▶ **Stored items from a collection**
· · · · ·

PR #19114, opened 2025-07-09
version: fix the LCID in our VERSIONINFO, add descriptions to each file

### LINKED ISSUE #19106: VERSIONINFO resource is non-compliant
### Windows Terminal version

1.24.2507.04001

### Windows build number

Irrelevant

### Other Software

_No response_

### Steps to reproduce

1. Get the latest terminal nightly.
2. Pick any PE binary from the distribution, e.g. OpenConsole.exe.
3. Extract its VERSIONINFO resource using third party tools.
4. Do the same for any other typical Windows binary, e.g. conhost.exe.
5. Compare both.

### Expected Behavior

The basic structure should be consistent (see below).

### Actual Behavior

There are quite a few differences:

Image

The most problematic one is that VarFileInfo.Translation is inconsistent with StringFileInfo header:

- VarFileInfo.Translation is [0, 1200] => [language neutral, Unicode]
- StringFileInfo header is "040904b0" => [U.S. English, Unicode]

This ultimately means that third-party apps cannot query version information of these binaries using [VerQueryValue](https://learn.microsoft.com/en-us/windows/win32/api/winver/nf-winver-verqueryvaluew) API, because they are [supposed to](https://learn.microsoft.com/en-us/windows/win32/api/winver/nf-winver-verqueryvaluew#examples) obtain the [language-codepage pair](https://learn.microsoft.com/en-us/windows/win32/menurc/stringfileinfo-block#remarks) from VarFileInfo.Translation first, serialise it as %04x%04x and use that as a key to request data from a corresponding block in StringFileInfo, but serialising [0, 1200] obviously yields "**0000**04b0", which is not there.

Image

Notice that the StringFileInfo block is missing. The tool has failed to find it in OpenConsole.

Minor issues:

· · · · ·

▶ **Problem**
All that belongs in your answer is the stretch of entries above from the line with "3. Extract its" through the line with "- StringFileInfo header", printed exactly.

▶ **Result of the task**
3. Extract its VERSIONINFO resource using third party tools.
4. Do the same for any other typical Windows binary, e.g. conhost.exe.
5. Compare both.

### Expected Behavior

The basic structure should be consistent (see below).

### Actual Behavior

There are quite a few differences:

Image

The most problematic one is that VarFileInfo.Translation is inconsistent with StringFileInfo header:

- VarFileInfo.Translation is [0, 1200] => [language neutral, Unicode]
- StringFileInfo header is "040904b0" => [U.S. English, Unicode]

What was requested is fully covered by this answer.